Let me look both ways before crossing the street here… are you still there? OK. Let me walk right into this bus.

Fighting the next war.

COVID was mild. It was nothing. It has a fairly reasonable-to-understand set of risk factors (don’t be inflammed, don’t be obese, don’t be vitamin-deficient, don’t… well, you don’t really have control over your age). It should have been cake to bolster immunity, but it wasn’t. The general societal mindset has been “wait for a vaccine” or “it’ll just run its course”.

Will we learn from this folly?

Whenver I think about vaccination, I think about the general quote cited by those critical of militaries: “soldiers are always training to fight the last war”; “economists are always ready to fight the last depression”. Vaccination is reactive. General immunity is proactive.

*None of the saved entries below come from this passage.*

PR #5711, opened 2022-06-10
EVG-16009 Remove BuildNumber and global build number tracking

ZackarySantana:
[EVG-16009](https://jira.mongodb.org/browse/EVG-16009)

### Description 
BuildNumber was used to populate a legacy REST v1 route that the new API does not use. It has been removed from the REST v1 route, and should be removed from our models and DB build model.

Remove the global folder and buildnumber.

### Testing 
Removed tests and ran evergreen patch with affected tests


bynn (approved):

cmd/generate-lint/generate-lint.go
```diff
@@ -34,7 +34,7 @@ func whatChanged() ([]string, error) {
 	if err != nil {
 		return nil, errors.Wrap(err, "problem getting merge-base")
 	}
-	diffCmd := exec.Command("git", "diff", strings.TrimSpace(string(base)), "--name-only")
+	diffCmd := exec.Command("git", "diff", strings.TrimSpace(string(base)), "--name-only", "--diff-filter=d")
```
ablack12, line 37: what is this change for?

ablack12 (changes requested):

cmd/generate-lint/generate-lint.go
ablack12: jk did a google, good find

ablack12 (approved):

PR #5716, opened 2022-06-13
EVG-15622 Take activated as starting time for builds that have restarted once or more

hadjri:
[EVG-15622](https://jira.mongodb.org/browse/EVG-15622)

### Description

Vaccine manufacturers are suggesting that booster shots will be required. Yeah… this is a rider on humanity. It isn’t “just the flu, bro”… it’s the new flu, bro. (Whether it was destined to be, is an interesting question). It will evolve, and continue to evolve. Immunity via innoculation has the same pitfalls of any corporate affair: information takes time to travel up from the field to planners.

What happens when we have the next COVID? Will we have to put a pause on humanity again? Or maybe, we can start looking back at this year, look at the data, and learn some valuable lessons about how immunity works and how we can produce general immunity for any disease. Is that too much to hope for?